The paper presents a fully integrated pipeline that allows for pose-free dynamic Gaussian splatting rendering.

Based on my understanding, this is more of a pipeline paper rather than a structure-based improvement. However, the batch-wise optimization introduces novelty by addressing the memory and computational limitations of DUSt3R, making the method scalable for dynamic scenes.

A new dataset that addresses limitations that previous benchmark could not assess

缺点

The proposed method heavily depends on prior approaches such as DUSt3R for both pose estimation and dynamic rendering. As a result, any failure in DUSt3R directly causes the failure of the proposed method. Moreover, the paper lacks some critical comparative experiments. While it repeatedly claims that structure-from-motion (SfM) methods, like Colmap, often fail, leading to inaccurate pose estimation and rendering, it would be beneficial to include experiments that clearly show where SfM combined with standard 4DGS falls short and where SC-4DGS excels. This would more effectively demonstrate the advantages of the proposed approach.
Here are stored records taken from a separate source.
PR #6316, opened 2024-09-30
Add Transition to Ringdown Script

AlexCarpenter46:
## Proposed changes

This is the first iteration of the transition to ringdown script for the BBH's. To use this script, you have to have a BBH that has reached common horizon and output reduction and volume data at the time of common horizon finds using the pipeline, then you can do something like

`spectre bbh start-ringdown path/to/final/segment/directory/from/inspiral --path-to-output-h5 Ringdown_Coefs.h5 --match-time 5000 --number-of-steps 10 --settling-timescale 10.0 -L 2 -P 9 -O Ringdown_9 --no-submit` 

### Code review checklist

- [ ] The code is documented and the documentation renders correctly. Run
  `make doc` to generate the documentation locally into `BUILD_DIR/docs/html`.
  Then open `index.html`.
- [ ] The code follows the stylistic and code quality guidelines listed in the
  [code review guide](https://spectre-code.org/code_review_guide.html).
- [ ] The PR lists upgrade instructions and is labeled `bugfix` or
  `new feature` if appropriate.

### Further comments
This script is still very experimental, if you try it out and things don't work or break, please let me know :)

PR #6346, opened 2024-10-21
Update Inspiral.yaml

### LINKED ISSUE #6124: Updates to BBH evolution pipeline YAML
- Use AM not AB
- Remove ElementSizeCFL step chooser (just use error based stepping)
- Near merger, write volume data very often

Partially addressed in #6291.

Still need to update constraint damping parameters

AlexCarpenter46:
## Proposed changes

This update produces a yaml very close to what was done in the bbh paper. Some widths, amplitudes and timescales are slightly different (off by 1e-6) and the filtering is different, but produces the same result.
### Code review checklist

  Then open `index.html`.
  `new feature` if appropriate.

### DIFF
--- a/support/Pipelines/Bbh/Inspiral.py
+++ b/support/Pipelines/Bbh/Inspiral.py
@@ -64,12 +64,16 @@ def _constraint_damping_params(
 ) -> dict:
     total_mass = mass_left + mass_right
     return {
-        "Gamma0Constant": 0.001 / total_mass,
+        # SpEC chooses a Gamma0Constant of 0.001, but we found 0.01 produces
+        # smaller constraints violations in the envelope/outer shell region.
+        "Gamma0Constant": 0.01 / total_mass,
         "Gamma0LeftAmplitude": 4.0 / mass_left,
         "Gamma0LeftWidth": 7.0 * mass_left,
         "Gamma0RightAmplitude": 4.0 / mass_right,
         "Gamma0RightWidth": 7.0 * mass_right,
-        "Gamma0OriginAmplitude": 0.075 / total_mass,
+        # SpEC chooses a Gamm0OriginAmplitude of 0.075, but we found that 0.75
+        # produces a smaller burst of constraints from junk radiation.
+        "Gamma0OriginAmplitude": 0.75 / total_mass,
         "Gamma0OriginWidth": 2.5 * initial_separation,
         "Gamma1Width": 10.0 * initial_separation,
     }
@@ -147,8 +151,12 @@ def inspiral_parameters(
             / (id_input_file["Observers"]["VolumeFileName"] + "*.h5")
         ),
         # Domain geometry
-        "ExcisionRadiusA": id_domain_creator["ObjectA"]["InnerRadius"],
-        "ExcisionRadiusB": id_domain_creator["ObjectB"]["InnerRadius"],
+        # This factor is to account for the ID excision not being the same shape
+        # as the final horizon found after the last iteration. Found through
+        # trial and error that increasing the excision size by this factor
+        # allowed the runs to evolve without early incoming char speeds.
+        "ExcisionRadiusA": id_domain_creator["ObjectA"]["InnerRadius"] * 1.0385,
+        "ExcisionRadiusB": id_domain_creator["ObjectB"]["InnerRadius"] * 1.0385,
         "XCoordA": id_domain_creator["ObjectA"]["XCoord"],
         "XCoordB": id_domain_creator["ObjectB"]["XCoord"],
         "CenterOfMassOffset_y": id_domain_creator["CenterOfMassOffset"][0],
@@ -243,8 +251,11 @@ def inspiral_parameters_spec(
         # Initial data files
         "SpecDataDirectory": str(Path(id_run_dir).resolve()),
         # Domain geometry
-        "ExcisionRadiusA": id_params["ID_rExcA"],
-        "ExcisionRadiusB": id_params["ID_rExcB"],
+        # SpEC excision in ID_Params.perl is 0.89 * horizon radius, but
+        # usually you want to excise less than the maximum. Here use 6% larger,
+        # or about 0.9434 * horizon radius.
+        "ExcisionRadiusA": id_params["ID_rExcA"] * 1.06,
+        "ExcisionRadiusB": id_params["ID_rExcB"] * 1.06,
         "XCoordA": id_params["ID_cA"][0],
         "XCoordB": id_params["ID_cB"][0],
         # COM offset in y and z is the same for both objects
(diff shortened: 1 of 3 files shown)


support/Pipelines/Bbh/Inspiral.py
```diff
@@ -147,8 +147,8 @@ def inspiral_parameters(
             / (id_input_file["Observers"]["VolumeFileName"] + "*.h5")
         ),
         # Domain geometry
-        "ExcisionRadiusA": id_domain_creator["ObjectA"]["InnerRadius"],
-        "ExcisionRadiusB": id_domain_creator["ObjectB"]["InnerRadius"],
+        "ExcisionRadiusA": id_domain_creator["ObjectA"]["InnerRadius"] * 1.0385,
+        "ExcisionRadiusB": id_domain_creator["ObjectB"]["InnerRadius"] * 1.0385,
```
knelli2, line 159: Just need to add the factor for the spec ID from #6316

knelli2 (changes requested):

support/Pipelines/Bbh/Inspiral.py
AlexCarpenter46: squashed that in :)

AlexCarpenter46:
Have tested these changes with the initial data from the bbh paper and the run seems stable and is at t=338M currently.

knelli2 (dismissed):

support/Pipelines/Bbh/Inspiral.py
```diff
@@ -64,12 +64,12 @@ def _constraint_damping_params(
 ) -> dict:
     total_mass = mass_left + mass_right
     return {
-        "Gamma0Constant": 0.001 / total_mass,
+        "Gamma0Constant": 0.01 / total_mass,
         "Gamma0LeftAmplitude": 4.0 / mass_left,
         "Gamma0LeftWidth": 7.0 * mass_left,
         "Gamma0RightAmplitude": 4.0 / mass_right,
         "Gamma0RightWidth": 7.0 * mass_right,
-        "Gamma0OriginAmplitude": 0.075 / total_mass,
```
nilsvu, line 72: Please add a comment here how this differs from SpEC and why (please always add comments for things like this that changed for a reason but we will forget the reason next week)

support/Pipelines/Bbh/Inspiral.py
nilsvu: I don't understand this factor. Please add a comment. Why not just increase the initial data excision by this factor?

support/Pipelines/Bbh/Inspiral.yaml
```diff
@@ -147,14 +147,14 @@ Evolution:
...
+  InitialSlabSize: 0.1
   StepChoosers:
     - LimitIncrease:
         Factor: 2
     - PreventRapidIncrease
     - ErrorControl:
-        AbsoluteTolerance: 1e-8
-        RelativeTolerance: 1e-6
+        AbsoluteTolerance: 1e-10
+        RelativeTolerance: 1e-8
```
nilsvu, line 159: Again, please add comments if this changed for a reason

nilsvu (changes requested):

support/Pipelines/Bbh/Inspiral.py
AlexCarpenter46: I'm not sure why this differs from SpEC, I believe it should be 0.075, and I pushed a fixup for this maybe a year ago now. I changed it back here since this is what was done in the paper, I'm not sure why it was done or if it changes the result in a significant way. @geoffrey4444 do you know if this impacts the bbh runs?

support/Pipelines/Bbh/Inspiral.py
AlexCarpenter46: This factor comes from dividing the excision radius used in the paper by what develop outputs for the excision radius when using the same initial data. I guess I could increase the initial data, I didn't think about that, that way there would only be one number floating around changing the excision radius.

knelli2: I think this is because the ID excision in the last iteration of the control loop is not the same shape as the final horizon found after the last iteration. But then the inspiral excision is set based off this final horizon mass/spin. Therefore it's possible they don't line up properly, so making the inspiral excision slightly bigger accounts for this.

support/Pipelines/Bbh/Inspiral.py
knelli2: Yes I remember this being changed from 0.75 down to 0.075, but I believe this was also when we were running with too low of resolution and we weren't convergent. Once our resolution was convergent, this new value seemed to decrease the constraint violations in problem areas . But @geoffrey4444 please confirm

support/Pipelines/Bbh/Inspiral.py
nilsvu: Hm can we just start from the ID excision, using the same initial shape for the excision as the ID? Not just the same inner radius, but set the initial shape to the same Kerr-Schild parameters as well (instead of using the AH shape). This would avoid empirically found and potentially fragile factors like this one.

knelli2: We could but then this would cause shape/size control to take longer (or potentially many more iterations) to settle to the correct shape/size since we're controlling to the horizon.

I'd like to get what we did for the paper onto develop so we at least have it, and then we can decide what's best to do after. There's quite a lot more automation that has to happen and decisions to be made about what's best/robust. Even if we use the ID excision shape/size, we'll likely change that anyways.

support/Pipelines/Bbh/Inspiral.py
geoffrey4444: I used 0.75 instead of 0.075 as in SpEC, in the bbh inspirals for the paper, because I found that this helped with reducing the big burst of constraints from junk radiation. I also set the constant to 0.01 instead of 0.001 as in SpEC, e.g. https://arxiv.org/src/2410.00265v1/anc/Bbh_Lev1_Inspiral.yaml

I'm not saying those are the perfect numbers, but they worked well for the runs in the paper. I just multiplied these two numbers by 10 and the constraints decayed better after the initial junk burst. In ParaView I saw large constraints far from the inner shells, around the envelope part of the domain, so I focused on these terms, rather than the terms controlling constraints close to the excision surfaces

support/Pipelines/Bbh/Inspiral.yaml
geoffrey4444: I adjusted the excision radii in the evolution by trial and error to avoid incoming char speeds when starting the evolution. I found that not excising as far in as the initial data did worked better in my runs.

nilsvu (approved):

knelli2 (approved):

PR #6347, opened 2024-10-21
Allow three extra refinement levels for an ElementId

kidder:
This is done by using a compact representation of a SegmentId. Also fix some clang-tidy errors.

### Code review checklist

  Then open `index.html`.
  `new feature` if appropriate.

### DIFF
--- a/src/Domain/Structure/ElementId.cpp
+++ b/src/Domain/Structure/ElementId.cpp
@@ -3,29 +3,32 @@
 
 #include "Domain/Structure/ElementId.hpp"
 
-#include <boost/functional/hash.hpp>
-#include <exception>
-#include <limits>
+#include <array>
+#include <cstddef>
+#include <cstdint>
+#include <functional>
+#include <optional>
 #include <ostream>
-#include <pup.h>
-#include <pup_stl.h>
 #include <regex>
 #include <string>
+#include <type_traits>
 
+#include "Domain/Structure/Direction.hpp"
+#include "Domain/Structure/SegmentId.hpp"
+#include "Domain/Structure/Side.hpp"
 #include "Utilities/ConstantExpressions.hpp"
+#include "Utilities/ErrorHandling/Assert.hpp"
+#include "Utilities/ErrorHandling/Error.hpp"
 #include "Utilities/GenerateInstantiations.hpp"
-#include "Utilities/Gsl.hpp"
 #include "Utilities/Literals.hpp"
-#include "Utilities/MakeArray.hpp"
-#include "Utilities/Numeric.hpp"
 #include "Utilities/StdHelpers.hpp"
+#include "Utilities/StdHelpers/Bit.hpp"
 
 // The `static_assert`s verify that `ElementId` satisfies the constraints
 // imposed by Charm++ to make `ElementId` able to act as an index into Charm++'s
 // arrays. These constraints are:
 // - `ElementId` must satisfy `std::is_standard_layout` and `std::is_trivial`
-// - `ElementId` must not be larger than the size of three `int`s, i.e.
-//   `sizeof(ElementId) <= 3 * sizeof(int)`
+// - `ElementId` is the size of two `int`s`
 static_assert(std::is_standard_layout_v<ElementId<1>> and
               std::is_trivial_v<ElementId<1>>);
 static_assert(std::is_standard_layout_v<ElementId<2>> and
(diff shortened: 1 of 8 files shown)


src/Utilities/StdHelpers/Bit.hpp
```diff
@@ -0,0 +1,34 @@
...
+
+template <typename T,
+          Requires<std::is_same_v<T, uint8_t> or std::is_same_v<T, uint16_t> or
+                   std::is_same_v<T, uint32_t> or std::is_same_v<T, uint64_t> or
+                   std::is_same_v<T, size_t>> = nullptr>
+// NOLINTNEXTLINE(cert-dcl58-cpp)
+constexpr bool has_single_bit(T x) noexcept {
+  return std::popcount(x) == 1;
+}
+}  // namespace std
```
nilsdeppe: We should only be adding this into the std namespace if it's not defined in the standard, otherwise we hit UB. There's is identically 0 chance that people will correctly place the if-else checks for the includes in all the right places.

Also, please make adding this a separate commit.

Make sure to add a code comment into this file explaining why this was necessary.

src/Domain/Structure/SegmentId.cpp
```diff
@@ -12,7 +14,7 @@
 
 SegmentId::SegmentId(const size_t refinement_level, const size_t index)
     : refinement_level_(refinement_level), index_(index) {
-  ASSERT(refinement_level < max_refinement_level,
+  ASSERT(refinement_level <= max_refinement_level,
```
nilsdeppe: Just remove this check. It's not a constraint on `SegmentId` but a constraint on `ElementId`

src/Domain/Structure/ElementId.cpp
```diff
@@ -3,29 +3,37 @@
...
-#include <pup_stl.h>
 #include <regex>
 #include <string>
+#include <type_traits>
 
+#if defined(__cpp_lib_int_pow2) && __cpp_lib_int_pow2 >= 202002L
+#include <bit>
+#else
+#include "Utilities/StdHelpers/Bit.hpp"
+#endif
```
nilsdeppe: This check should be in the `Bit.hpp` file. Nobody will know to do this magic when including that file.

src/Domain/Structure/ElementId.cpp
```diff
@@ -40,17 +48,88 @@ static_assert(sizeof(ElementId<2>) == 2 * sizeof(int),
...
+// 0000000000000011 L1I1
+// 0000000000000100 L2I0
+// ...
+// 1111111111111111 L15I32767
+static_assert(ElementId<1>::max_refinement_level ==
+              SegmentId::max_refinement_level);
+static_assert(ElementId<2>::max_refinement_level ==
+              SegmentId::max_refinement_level);
+static_assert(ElementId<3>::max_refinement_level ==
+              SegmentId::max_refinement_level);
```
nilsdeppe: I think we can remove these checks since there's no actual restriction on `SegmentId`

src/Domain/Structure/ElementId.cpp
```diff
@@ -40,17 +48,88 @@ static_assert(sizeof(ElementId<2>) == 2 * sizeof(int),
...
+}
+
+size_t get_index(uint16_t compact_segment_id) {
+  ASSERT(compact_segment_id > 0, "Undefined compact segment id");
+  return static_cast<size_t>(compact_segment_id -
+                             std::bit_floor(compact_segment_id));
+}
+
+SegmentId make_segment_id(const uint16_t compact_segment_id) {
+  return SegmentId{get_refinement_level(compact_segment_id),
```
nilsdeppe, line 83: Add the `ASSERT` here too about  undefined compact segment id?

src/Domain/Structure/ElementId.cpp
```diff
@@ -40,17 +48,88 @@ static_assert(sizeof(ElementId<2>) == 2 * sizeof(int),
...
+         static_cast<uint16_t>(segment_id.index());
+}
+
+size_t get_refinement_level(uint16_t compact_segment_id) {
+  ASSERT(compact_segment_id > 0, "Undefined compact segment id");
+  return SegmentId::max_refinement_level -
+         static_cast<size_t>(std::countl_zero(compact_segment_id));
+}
+
+size_t get_index(uint16_t compact_segment_id) {
```
nilsdeppe: `const uint16_t`?

src/Domain/Structure/ElementId.cpp
```diff
@@ -40,17 +48,88 @@ static_assert(sizeof(ElementId<2>) == 2 * sizeof(int),
...
+              SegmentId::max_refinement_level);
+static_assert(ElementId<3>::max_refinement_level ==
+              SegmentId::max_refinement_level);
+namespace {
+uint16_t make_compact_segment_id(const SegmentId& segment_id) {
+  return (uint16_t{1} << segment_id.refinement_level()) +
+         static_cast<uint16_t>(segment_id.index());
+}
+
+size_t get_refinement_level(uint16_t compact_segment_id) {
```
nilsdeppe: `const uint16_t`?

src/Domain/Structure/ElementId.cpp
```diff
@@ -40,17 +48,88 @@ static_assert(sizeof(ElementId<2>) == 2 * sizeof(int),
...
+bool is_on_lower_block_boundary(const uint16_t compact_segment_id) {
+  ASSERT(compact_segment_id > 0, "Undefined compact segment id");
+  // true if index is zero, which means only a single bit is a one
+  return std::has_single_bit(compact_segment_id);
+}
+
+bool is_on_upper_block_boundary(const uint16_t compact_segment_id) {
+  ASSERT(compact_segment_id > 0, "Undefined compact segment id");
+  // true if all bits after the leading one are also one
+  return 16 == std::countl_zero(compact_segment_id) +
```
nilsdeppe: I would find this easier to read as `16 == (...)`

src/Domain/Structure/ElementId.cpp
```diff
@@ -40,17 +48,88 @@ static_assert(sizeof(ElementId<2>) == 2 * sizeof(int),
...
+}
+}  // namespace
+
 template <size_t VolumeDim>
-ElementId<VolumeDim>::ElementId(const size_t block_id, const size_t grid_index)
+ElementId<VolumeDim>::ElementId(uint8_t block_id, uint8_t grid_index,
+                                uint8_t direction,
+                                uint16_t compact_segment_id_xi,
+                                uint16_t compact_segment_id_eta,
+                                uint16_t compact_segment_id_zeta)
```
nilsdeppe: `const uint?_t`

nilsdeppe (changes requested):

nilsvu (dismissed):
This is pretty cool 😎 thanks for doing this.

nilsdeppe (commented):
LGTM, could you move the adding of `std::bit_*` into a separate commit as you squash?

nilsdeppe (approved):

Additionally, the paper feels somewhat incomplete and lacks polish in its writing. For example, in the ablation study on pose initialization strategies, the following statement is problematic: "We explore four batch sampling strategies when initializing poses via DUSt3R: naive, sequential (SQ), strided batch (SB), and ours… SB uses the strided batch technique for optimization." This sentence is uninformative, as it merely reiterates the meaning of the abbreviation without adding value. Furthermore, the following sentence refers to "Appendix 4.4" for more details, but upon checking, there is no such appendix.

问题

Q1. The batchwise optimization makes joint optimization of pose and dynamic rendering possible, but is it capable of correcting pose estimation errors if DUSt3R provides a suboptimal initial pose estimation? In other words, how robust is the system to inaccuracies in the initial poses provided by DUSt3R? Q2. If SC-4DGS shares similar failure conditions with most SfM-based methods, it seems like the approach is merely combining a two-step process into one without addressing the inherent issue of pose estimation errors. In scenarios where ground truth poses are not available, what specific conditions would lead to failures in pose estimation and rendering for SfM-based methods, but would still allow SC-4DGS to correctly render dynamic scenes and estimate poses?

撤稿通知

Withdrawing the paper to enhance the contribution.